WHAT THE TASK ASKS
Copy each line of the records below that has "opened" in it.
(RECORDS TO USE begins)
PR #325, opened 2016-12-02
Myisam gtid

shlomi-noach:
(resubmission of https://github.com/github/gh-ost/issues/321 by @rj03hou)

Related issue: https://github.com/github/gh-ost/issues/320

The following is all done.

### Description

just make sure the the magic cut-over table's engine same with the original table.
detail description is in https://github.com/github/gh-ost/issues/320.

… the gtid mode is on, there will be error when execute 'LOCK TABLES tbl WRITE, tbl_magic WRITE'. If make the magic cut-over table's engine same with the original table, there will not have this problem.


shlomi-noach:
Thanks @rj03hou

Issue #329, opened 2016-12-09
don't check the critical-load at cut-over section


rj03hou:
I check the 1.0.30 release note, find that in this version we find fix a bug "Fixed cut-over stall", but we meet another similar case:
(RECORDS TO USE ends)
SOLUTION TO THE PROBLEM
PR #325, opened 2016-12-02
Issue #329, opened 2016-12-09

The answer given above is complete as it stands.